## [Provided data]
PR #611, opened 2026-03-27
Fix: pin ruyaml with uv lockfile and 4-day cooldown

potiuk:
## Summary

- **Security fix**: Previously, `pip install ruyaml` in workflows with `contents:write` permission (`update_actions`, `update_dummy`, `remove_expired`) fetched the latest version from PyPI on every run. A compromised ruyaml release could exploit this to modify `actions.yml` and inject malicious allowed actions into the ASF organization-wide allowlist.
- **Fix**: Added `pyproject.toml` with `uv.lock` and a 4-day `exclude-newer` cooldown. All gateway workflows now use `pipx install uv` + `uv run` instead of `pip install ruyaml`, ensuring only locked, vetted versions are used.
- **Dependabot**: Added `uv` package ecosystem to `dependabot.yml` (with 4-day cooldown) to keep `uv.lock` updated via PRs.

## Test plan

- [ ] Verify `update_actions` workflow runs successfully on PR
- [ ] Verify `remove_expired` workflow runs successfully
- [ ] Verify `update_dummy` workflow runs successfully
- [ ] Verify `pytest` workflow passes
- [ ] Confirm dependabot picks up the new `uv` ecosystem

### DIFF
--- a/pyproject.toml
+++ b/pyproject.toml
@@ -7,5 +7,10 @@ dependencies = [
     "ruyaml>=0.91.0",
 ]
 
+[dependency-groups]
+dev = [
+    "pytest",
+]
+
 [tool.uv]
 exclude-newer = "4 days"
--- a/uv.lock
+++ b/uv.lock
@@ -3,8 +3,17 @@ revision = 3
 requires-python = ">=3.13"
 
 [options]
-exclude-newer = "2026-03-23T23:26:24.032328Z"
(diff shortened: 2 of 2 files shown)


potiuk:
This is important to review and merge as this solves an existing security risk with the action itself @dfoulks1 @gmcdonald @raboof

PR #613, opened 2026-03-27
Add CI check for approved actions count approaching 1000 limit

### LINKED ISSUE #602: Approved Actions has a 1000 entry limit.
Currently, we're at 280/1000 actions in our org wide 'approved_patterns' list. This issue is to keep us aware of this limitation (it's not highly advertised) and to foster conversation about potential solutions and workarounds.

potiuk:
## Summary

- Adds a workflow that counts entries in `approved_patterns.yml` and fails at 800 (out of a hard limit of 1000 org-wide approved actions)
- Runs on pushes to main and PRs that modify `approved_patterns.yml`
- Gives clear error message explaining the situation and linking to #602

Currently at ~280 entries, so plenty of headroom, but this ensures we get early warning.

Closes #602

## Test plan

- [ ] Verify workflow runs on PR and passes (current count ~280, well under 800)
- [ ] Verify the error message is clear if threshold is exceeded

### DIFF
--- a/.github/workflows/check_approved_limit.yml
+++ b/.github/workflows/check_approved_limit.yml
@@ -1,0 +1,36 @@
+name: Check Approved Actions Limit
+
+on:
+  push:
+    branches:
+      - main
+    paths:
+      - approved_patterns.yml
+  pull_request:
+    paths:
+      - approved_patterns.yml
+      - .github/workflows/check_approved_limit.yml
+
+permissions:
+  contents: read
+
+jobs:
+  check-limit:
+    runs-on: ubuntu-latest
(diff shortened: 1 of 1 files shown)


.github/workflows/check_approved_limit.yml
```diff
@@ -0,0 +1,36 @@
+name: Check Approved Actions Limit
+
+on:
+  push:
+    branches:
+      - main
+    paths:
+      - approved_patterns.yml
```
raboof: `approved_patterns.yml` should never be manually edited, so it makes no sense to have this trigger

Issue #600, opened 2026-03-26
verify-action-build: validate composite actions with minified javascript


raboof:
#592 updates a few actions under gradle/actions, and does have a `dist` folder that would be good to validate.

Currently it shows 

```
╭─────────────────────────── SKIPPED ───────────────────────────╮
│ This is a composite action, not a JavaScript action.          │
│ Build verification of compiled JS is not applicable.          │
╰───────────────────────────────────────────────────────────────╯
```

PR #617, opened 2026-03-28
Fix verify-action-build.py for monorepo and non-dist output dirs

potiuk:
Two issues fixed:

1. Actions using non-dist output directories (e.g. azure/setup-kubectl uses lib/) were not verified. The script now parses the main: field from action.yml to detect the correct output directory.

2. Monorepo actions like gradle/actions with sub-actions (setup-gradle, dependency-submission, wrapper-validation) failed because:
   - The root action.yml is composite, so verification was skipped
   - The build system lives in sources/ subdirectory, not at root
   - extract_action_ref_from_pr only returned the first ref

   Now the script:
   - Parses sub-paths from action refs (org/repo/sub@hash)
   - Extracts ALL action refs from PR diffs
   - Groups sub-actions by repo and verifies each one
   - Detects build directories (sources/, src/) when no root package.json
   - Tries root-level build scripts (e.g. ./build dist) first

Tested against:
- azure/setup-kubectl@776406b (lib/ output dir) - 1 JS file, identical
- gradle/actions/setup-gradle@39e147c (monorepo) - 5 JS files, all identical

- [ ] Compiled JavaScript in `dist/` matches a clean rebuild (verify with `uv run utils/verify-action-build.py org/repo@hash`)

Closes: #600

### DIFF
--- a/utils/verify-action-build.py
+++ b/utils/verify-action-build.py
@@ -39,8 +39,13 @@ output = Console()
 ACTIONS_YML = Path(__file__).resolve().parent.parent / "actions.yml"
 
 
-def parse_action_ref(ref: str) -> tuple[str, str, str]:
-    """Parse org/repo@hash into (org, repo, hash)."""
+def parse_action_ref(ref: str) -> tuple[str, str, str, str]:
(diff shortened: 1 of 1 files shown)


raboof:
This should fix #600, right?

PR #619, opened 2026-03-28
Fix `pypa/gh-action-pypi-publish`: pin to commit SHA instead of branch pattern

kevinjqliu:
`pypa/gh-action-pypi-publish` was pinned to `release/v1*` (a branch pattern) instead of an exact commit SHA, violating the [pinning policy](https://github.com/apache/infrastructure-actions#adding-a-new-action-to-the-allow-list).

Updated to pin to [`ed0c53931b1dc9bd32cbe73a98c7f6766f8a527e`](https://github.com/pypa/gh-action-pypi-publish/commit/ed0c53931b1dc9bd32cbe73a98c7f6766f8a527e) (v1.13.0).

### DIFF
--- a/actions.yml
+++ b/actions.yml
@@ -675,7 +675,7 @@ pypa/gh-action-pip-audit:
     tag: v1.1.0
     expires_at: 2026-03-31
 pypa/gh-action-pypi-publish:
-  'ed0c53931b1dc9bd32cbe73a98c7f6766f8a527e':
+  ed0c53931b1dc9bd32cbe73a98c7f6766f8a527e:
     keep: true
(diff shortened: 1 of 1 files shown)


actions.yml
```diff
@@ -675,8 +675,9 @@ pypa/gh-action-pip-audit:
     tag: v1.1.0
     expires_at: 2026-03-31
 pypa/gh-action-pypi-publish:
-  release/v1*:
+  'ed0c53931b1dc9bd32cbe73a98c7f6766f8a527e':
```
raboof: we don't typically use quotes here

PR #648, opened 2026-04-01
Prevent workflow command injection in verify action build output

potiuk:
## Summary

- Wrap `verify-action-build.py` invocation with `::stop-commands::<token>` / `::<token>::` using a random UUID
- Prevents strings like `##[add-matcher]`, `::error::`, `::warning::` in action diff output from being interpreted as GitHub Actions workflow commands

## Test plan

- [ ] Trigger the verify workflow on a dependabot PR and confirm diff output containing workflow-command-like strings is printed as plain text

Generated with [Claude Code](https://claude.com/claude-code)

### DIFF
--- a/.github/workflows/verify_dependabot_action.yml
+++ b/.github/workflows/verify_dependabot_action.yml
@@ -39,6 +39,15 @@ jobs:
       - run: pipx install uv
 
       - name: Verify action build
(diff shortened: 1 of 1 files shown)


potiuk:
> I was wondering about those errors ...

I just asked AI - Copilot to diagnose and Claude to fix it.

## [Work task]
Start to finish, copy the records above with no differences.

## [Task answer]
PR #611, opened 2026-03-27
Fix: pin ruyaml with uv lockfile and 4-day cooldown

potiuk:
## Summary

- **Security fix**: Previously, `pip install ruyaml` in workflows with `contents:write` permission (`update_actions`, `update_dummy`, `remove_expired`) fetched the latest version from PyPI on every run. A compromised ruyaml release could exploit this to modify `actions.yml` and inject malicious allowed actions into the ASF organization-wide allowlist.
- **Fix**: Added `pyproject.toml` with `uv.lock` and a 4-day `exclude-newer` cooldown. All gateway workflows now use `pipx install uv` + `uv run` instead of `pip install ruyaml`, ensuring only locked, vetted versions are used.
- **Dependabot**: Added `uv` package ecosystem to `dependabot.yml` (with 4-day cooldown) to keep `uv.lock` updated via PRs.

## Test plan

- [ ] Verify `update_actions` workflow runs successfully on PR
- [ ] Verify `remove_expired` workflow runs successfully
- [ ] Verify `update_dummy` workflow runs successfully
- [ ] Verify `pytest` workflow passes
- [ ] Confirm dependabot picks up the new `uv` ecosystem

### DIFF
--- a/pyproject.toml
+++ b/pyproject.toml
@@ -7,5 +7,10 @@ dependencies = [
     "ruyaml>=0.91.0",
 ]
 
+[dependency-groups]
+dev = [
+    "pytest",
+]
+
 [tool.uv]
 exclude-newer = "4 days"
--- a/uv.lock
+++ b/uv.lock
@@ -3,8 +3,17 @@ revision = 3
 requires-python = ">=3.13"
 
 [options]
-exclude-newer = "2026-03-23T23:26:24.032328Z"
(diff shortened: 2 of 2 files shown)


potiuk:
This is important to review and merge as this solves an existing security risk with the action itself @dfoulks1 @gmcdonald @raboof

PR #613, opened 2026-03-27
Add CI check for approved actions count approaching 1000 limit

### LINKED ISSUE #602: Approved Actions has a 1000 entry limit.
Currently, we're at 280/1000 actions in our org wide 'approved_patterns' list. This issue is to keep us aware of this limitation (it's not highly advertised) and to foster conversation about potential solutions and workarounds.

potiuk:
## Summary

- Adds a workflow that counts entries in `approved_patterns.yml` and fails at 800 (out of a hard limit of 1000 org-wide approved actions)
- Runs on pushes to main and PRs that modify `approved_patterns.yml`
- Gives clear error message explaining the situation and linking to #602

Currently at ~280 entries, so plenty of headroom, but this ensures we get early warning.

Closes #602

## Test plan

- [ ] Verify workflow runs on PR and passes (current count ~280, well under 800)
- [ ] Verify the error message is clear if threshold is exceeded

### DIFF
--- a/.github/workflows/check_approved_limit.yml
+++ b/.github/workflows/check_approved_limit.yml
@@ -1,0 +1,36 @@
+name: Check Approved Actions Limit
+
+on:
+  push:
+    branches:
+      - main
+    paths:
+      - approved_patterns.yml
+  pull_request:
+    paths:
+      - approved_patterns.yml
+      - .github/workflows/check_approved_limit.yml
+
+permissions:
+  contents: read
+
+jobs:
+  check-limit:
+    runs-on: ubuntu-latest
(diff shortened: 1 of 1 files shown)


.github/workflows/check_approved_limit.yml
```diff
@@ -0,0 +1,36 @@
+name: Check Approved Actions Limit
+
+on:
+  push:
+    branches:
+      - main
+    paths:
+      - approved_patterns.yml
```
raboof: `approved_patterns.yml` should never be manually edited, so it makes no sense to have this trigger

Issue #600, opened 2026-03-26
verify-action-build: validate composite actions with minified javascript


raboof:
#592 updates a few actions under gradle/actions, and does have a `dist` folder that would be good to validate.

Currently it shows 

```
╭─────────────────────────── SKIPPED ───────────────────────────╮
│ This is a composite action, not a JavaScript action.          │
│ Build verification of compiled JS is not applicable.          │
╰───────────────────────────────────────────────────────────────╯
```

PR #617, opened 2026-03-28
Fix verify-action-build.py for monorepo and non-dist output dirs

potiuk:
Two issues fixed:

1. Actions using non-dist output directories (e.g. azure/setup-kubectl uses lib/) were not verified. The script now parses the main: field from action.yml to detect the correct output directory.

2. Monorepo actions like gradle/actions with sub-actions (setup-gradle, dependency-submission, wrapper-validation) failed because:
   - The root action.yml is composite, so verification was skipped
   - The build system lives in sources/ subdirectory, not at root
   - extract_action_ref_from_pr only returned the first ref

   Now the script:
   - Parses sub-paths from action refs (org/repo/sub@hash)
   - Extracts ALL action refs from PR diffs
   - Groups sub-actions by repo and verifies each one
   - Detects build directories (sources/, src/) when no root package.json
   - Tries root-level build scripts (e.g. ./build dist) first

Tested against:
- azure/setup-kubectl@776406b (lib/ output dir) - 1 JS file, identical
- gradle/actions/setup-gradle@39e147c (monorepo) - 5 JS files, all identical

- [ ] Compiled JavaScript in `dist/` matches a clean rebuild (verify with `uv run utils/verify-action-build.py org/repo@hash`)

Closes: #600

### DIFF
--- a/utils/verify-action-build.py
+++ b/utils/verify-action-build.py
@@ -39,8 +39,13 @@ output = Console()
 ACTIONS_YML = Path(__file__).resolve().parent.parent / "actions.yml"
 
 
-def parse_action_ref(ref: str) -> tuple[str, str, str]:
-    """Parse org/repo@hash into (org, repo, hash)."""
+def parse_action_ref(ref: str) -> tuple[str, str, str, str]:
(diff shortened: 1 of 1 files shown)


raboof:
This should fix #600, right?

PR #619, opened 2026-03-28
Fix `pypa/gh-action-pypi-publish`: pin to commit SHA instead of branch pattern

kevinjqliu:
`pypa/gh-action-pypi-publish` was pinned to `release/v1*` (a branch pattern) instead of an exact commit SHA, violating the [pinning policy](https://github.com/apache/infrastructure-actions#adding-a-new-action-to-the-allow-list).

Updated to pin to [`ed0c53931b1dc9bd32cbe73a98c7f6766f8a527e`](https://github.com/pypa/gh-action-pypi-publish/commit/ed0c53931b1dc9bd32cbe73a98c7f6766f8a527e) (v1.13.0).

### DIFF
--- a/actions.yml
+++ b/actions.yml
@@ -675,7 +675,7 @@ pypa/gh-action-pip-audit:
     tag: v1.1.0
     expires_at: 2026-03-31
 pypa/gh-action-pypi-publish:
-  'ed0c53931b1dc9bd32cbe73a98c7f6766f8a527e':
+  ed0c53931b1dc9bd32cbe73a98c7f6766f8a527e:
     keep: true
(diff shortened: 1 of 1 files shown)


actions.yml
```diff
@@ -675,8 +675,9 @@ pypa/gh-action-pip-audit:
     tag: v1.1.0
     expires_at: 2026-03-31
 pypa/gh-action-pypi-publish:
-  release/v1*:
+  'ed0c53931b1dc9bd32cbe73a98c7f6766f8a527e':
```
raboof: we don't typically use quotes here

PR #648, opened 2026-04-01
Prevent workflow command injection in verify action build output

potiuk:
## Summary

- Wrap `verify-action-build.py` invocation with `::stop-commands::<token>` / `::<token>::` using a random UUID
- Prevents strings like `##[add-matcher]`, `::error::`, `::warning::` in action diff output from being interpreted as GitHub Actions workflow commands

## Test plan

- [ ] Trigger the verify workflow on a dependabot PR and confirm diff output containing workflow-command-like strings is printed as plain text

Generated with [Claude Code](https://claude.com/claude-code)

### DIFF
--- a/.github/workflows/verify_dependabot_action.yml
+++ b/.github/workflows/verify_dependabot_action.yml
@@ -39,6 +39,15 @@ jobs:
       - run: pipx install uv
 
       - name: Verify action build
(diff shortened: 1 of 1 files shown)


potiuk:
> I was wondering about those errors ...

I just asked AI - Copilot to diagnose and Claude to fix it.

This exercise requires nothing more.